A água, que infelizmente, também tornou-se um bem de consumo, a fim de gerar lucro. Isso é um ponto em que o homem tem falhado em avaliar de forma estúpida e inconsciente, pois ainda acha que por conta da Terra possuir 70% de seu território coberto por água (salgada, diga-se de passagem), seria um recurso inesgotável, assim como a terra questionada pelo Cacique Seattle. Este ponto também foi ponto de referência no filme “A Era da Estupidez”, em que traz à tona a incapacidade do homem de gerar um ambiente coletivo com a natureza, cada vez mais agindo em prol de seus interesses e perpetuando ações que degradam cada vez mais o meio. Outros ponto tão importantes quanto a água também são direcionados no filme, como a poluição, em que multinacionais exploram territórios no mundo inteiro, colocando em risco a vida de populações habitantes de áreas afastadas de centros urbanos, assim como o petróleo, bem de consumo que hoje tem sido o principal inimigo das fontes de energia sustentável, tamanho o lucro que gera para grandes incorporações e Estados. Além de que o aquecimento global pode ter sido a consequência do aumento de  poluição no planeta, assim fazendo com que a temperaturas dos mares e de correntes marítimas façam com que os fenomênos naturais causem severos desastres, como por exemplo da intensidade dos furacões e o surgimento de desertos em lugares onde teriam lagos e mares.

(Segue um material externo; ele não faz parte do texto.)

PR #299, opened 2021-08-12
support field rename with arguments

temaEmelyan:
Seems like renamed fields with arguments were never supported in the nextgen. A bit scary that we never caught it with tests. I only noticed this because some tests in the gateway were failing

### DIFF
--- a/test/src/test/resources/fixtures/deep renames/deep-rename-with-argument-works.yml
+++ b/test/src/test/resources/fixtures/deep renames/deep-rename-with-argument-works.yml
@@ -1,0 +1,103 @@
+name: deep rename with argument works
+enabled:
+  current: false
+  nextgen: true
+overallSchema:
+  IssueService: |
+    service IssueService {
+      type Query {
+        issue: Issue
+      }
+      type Issue {
+        name(userId: ID!): String => renamed from detail.detailName
+      }
+    }
+underlyingSchema:
+  IssueService: |
+    type Issue {
+      detail: IssueDetails
+    }
+
+    type IssueDetails {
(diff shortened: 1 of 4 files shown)


test/src/test/resources/fixtures/deep renames/deep-rename-with-argument-works.yml
```diff
@@ -0,0 +1,103 @@
+name: deep rename with argument works
+enabled:
+  current: false
```
temaEmelyan, line 3: deep rename arguments do not work on the current gen

gnawf (approved):

test/src/test/resources/fixtures/deep renames/deep-rename-with-argument-works.yml
```diff
@@ -0,0 +1,103 @@
...
+    }
+query: |
+  query {
+    issue {
+      name(userId: "USER-01")
+    }
+  }
+variables: {}
+serviceCalls:
+  current:
```
felipe-gdr, line 36: do you need to declare `current` here if the test never runs for the current engine?

felipe-gdr (commented):
Approved

test/src/test/resources/fixtures/deep renames/deep-rename-with-argument-works.yml
temaEmelyan: you don't HAVE TO
I thought it's good to have it in case we want to fix it for the current gen. We already have the service call and the result so we don't need to tinker with the test, can jump straight to debugging

PR #300, opened 2021-08-13
__typename is sent only to service that owns namespace type

felipe-gdr:
Aligns the behaviour of the current gen with next gen.

-  `__typename` for namespace fields will only be added to queries sent to the service that declares the namespaced field.


gnawf (approved):
I think we're missing a test to determine behavior when there's a `__typename` AND multiple namespaced fields going to different services. But that doesn't affect this fix so nbd.

engine/src/main/java/graphql/nadel/engine/execution/NadelExecutionStrategy.java
```diff
@@ -227,9 +228,22 @@ public NadelExecutionStrategy(List<Service> services,
...
-                            .anyMatch(graphQLFieldDefinition -> graphQLFieldDefinition.getName().equals(field.getName()) || field.getName().equals(Introspection.TypeNameMetaFieldDef.getName())));
+            final boolean serviceExtendsNamespaceType = service.getDefinitionRegistry().getDefinitions(ObjectTypeExtensionDefinition.class)
+                    .stream()
+                    .anyMatch(objectTypeDef -> objectTypeDef.getName().equals(namespacedObjectType.getName()));
+
+            Optional<MergedField> maybeNewMergedField = MergedFieldUtil.includeSubSelection(
+                    mergedField,
+                    namespacedObjectType,
+                    executionCtx,
+                    field -> secondLevelFieldDefinitionsForService
```
temaEmelyan, line 239: stretching for a nit here but I think it would help to improve readability a bit if we had 2 helper functions:
`boolean isFieldIncluded(..)` and
`boolean serviceOwnsNamespacedType(..)`

temaEmelyan (dismissed):

temaEmelyan (approved):

gnawf (approved):

PR #302, opened 2021-08-17
Filter type names going to services based on ownership

gnawf:


engine-nextgen/src/main/kotlin/graphql/nadel/enginekt/transform/NadelServiceTypeFilterTransform.kt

Enfim, essa conjuntura pode ter um caminho melhor do que se tem hoje, se caso as políticas de conscientização ao Meio Ambiente se fazerem presentes ao lado de interesses comerciais, também notado no filme. O caminho para um desenvolvimento sustentável põe a evolução do homem à prova, mostrando que se ele conseguiu potencializar o mundo com sua tecnologia, com sua capacidade de raciocínio, por que não em pleno equilíbrio com a natureza, de forma a perpetuar a existência de ambos para sempre? O caminho para essa sustentabilidade existe, só cabe ao ser humano tomá-lo.